Fortunately for me, these mice have good aim. Two of the closest spearmen falter, giving me enough time to spin and break the lock with a swipe of my scim.
The door bursts open, and with a roar, the Scholars explode from the pen.
I swipe up a Serric steel dagger from one of the fallen spearmen and hand it to Araj, who barrels out with the rest. “Open the other pen!” I shout. “I have to get to Laia!”
A sea of Scholar prisoners now crowds the yard, but the Warden’s form pokes out above them. A small group of Scholar children, Tas among them, attack the old man. He lashes out with his scim to keep them at bay, but he’s loosened his hold on Laia, and she thrashes in an attempt to break free.
“Warden!” I bellow. He turns at my voice, and Laia kicks her heel straight back into his shin while biting the flesh of his arm. The Warden jerks up his scim, and one of the Scholar children slips close and bashes his knee with a heavy skillet. The Warden roars, and Laia tumbles away from him, reaching for the dagger at her waist.
But it’s not there. It gleams now in Tas’s hands. His small face twists with rage as he lunges for the Warden. His friends swarm all over the old man, biting, clawing, bringing him down, taking their revenge on the monster who has abused them since the day they were born.
Tas plunges the dagger into the Warden’s throat, flinching from the geyser of blood that erupts. The other children scurry away, surrounding Laia, who pulls Tas to her chest. I am beside them moments later.
“Elias,” Tas whispers. He cannot take his eyes off the Warden. “I—”
“You slew a demon, Tas of the north.” I kneel beside him. “I am proud to fight by your side. Get the other children out. We’re not free yet.” I look up at the gate, where the guards now battle a horde of crazed prisoners. “Meet us at the boats.”

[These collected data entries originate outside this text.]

PR #6781, opened 2023-05-05
4.x: Truncate example token in README so it is not valid

barchetta:


ljnelson (approved):
Tough one to approve but I'll let it go this one time

PR #6790, opened 2023-05-09
Removed old bookstore-se app and renamed bookstore-nima to bookstore-se

spericas:
- Removed old bookstore-se app
- Renamed bookstore-nima to bookstore-se for consistency with other apps (e.g. quickstart)
- Updated `MainTest` to use blocking client
- Issue #6788


barchetta (approved):
LGTM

“Darin!” Laia looks at me. “Where—”
“By the pens,” I say. “I can’t wait until he wakes up and I can give him hell. I’ve had to drag him all around this bleeding prison.”

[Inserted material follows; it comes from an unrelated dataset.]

PR #6798, opened 2023-05-10
[3.x] Support for injection of ServerRequest and ServerResponse also via CDI

spericas:
Support for injection of ServerRequest and ServerResponse also via CDI. New functional test to verify both types of injection.

### DIFF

The drums thud frenziedly, and over the chaos, I can just barely hear the answering drums of a distant garrison. “Even if we escape onto the boats,” Laia says as we race for the pens, “we’ll have to get out before we reach the Forest of Dusk. And the Martials will be waiting, won’t they?”
“They will,” I say. “But I have a plan.” Well, not exactly a plan. More like a hunch—and a possibly delusional hope that I can use my new occupation to do something quite mad. It’s a gamble that will depend on the Waiting Place and Shaeva and my power of persuasion.

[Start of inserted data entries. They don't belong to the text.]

Issue #6575, opened 2023-04-06
2.x Upgrade Weld


barchetta:
Upgrade Weld in 2.x to at least 3.1.9.Final

http://weld.cdi-spec.org/download/

PR #6805, opened 2023-05-11
2.x Upgrade Weld #6575

jbescos:
Relates to https://github.com/helidon-io/helidon/issues/6575


microprofile/weld/weld-core-impl/src/main/java/org/jboss/weld/bean/proxy/ProxyFactory.java
```diff
@@ -1074,4 +1068,24 @@ private static String getDefaultPackageReason(Class<?> clazz) {
         }
         return null;
     }
+
+    /**
+     * Delegates proxy creation via {@link ProxyServices} to the integrator or to our own implementation.
```
ljnelson, line 1073: Minor note/question: I see this delegating to `ProxyServices` in all cases and never to "our own implementation".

With Darin slung over my shoulder, we head for Kauf’s entry gate, inundated with prisoners. The crowd is rabid— there are too many people fighting to get out, and too many Martials fighting to keep us in.
I hear a metallic groaning. “Elias!” Laia points at the portcullis. Slowly, ponderously, it begins to drop. The sound gives new heart to the Martials beating back the prisoners, and Laia and I are driven farther from the gate.
“Torches, Laia!” I shout. She snatches two off a nearby wall, and we wield them like scims. Those around us instinctively cringe from the fire, allowing us to force a path through.
The portcullis drops another few feet, almost at eye level now. Laia grabs my arm. “One push,” she shouts. “Together—now!”
We lock arms, lower the torches, and ram our way through the crowd. I shove her beneath the portcullis ahead of me, but she resists and whips around, forcing me to come with her.
And then we are beneath, through, running past the soldiers battling prisoners, making straight for the boathouse, where I see two barges already a quarter mile down the river and two more launching from the docks, Scholars hanging off the sides.
“She did it!” Laia shouts. “Afya did it!”
“Bowmen!” A line of soldiers appears atop Kauf’s wall. “Run!”
A hail of arrows rains down around us, and half the Scholars racing for the boathouse with us go down. Almost there. Almost.
“Elias! Laia!” I spot Afya’s red-black braids at the boathouse door. She waves us into the structure, her eyes on the bowmen. Her face is slashed, her hands covered in blood, but she quickly leads us to a small canoe.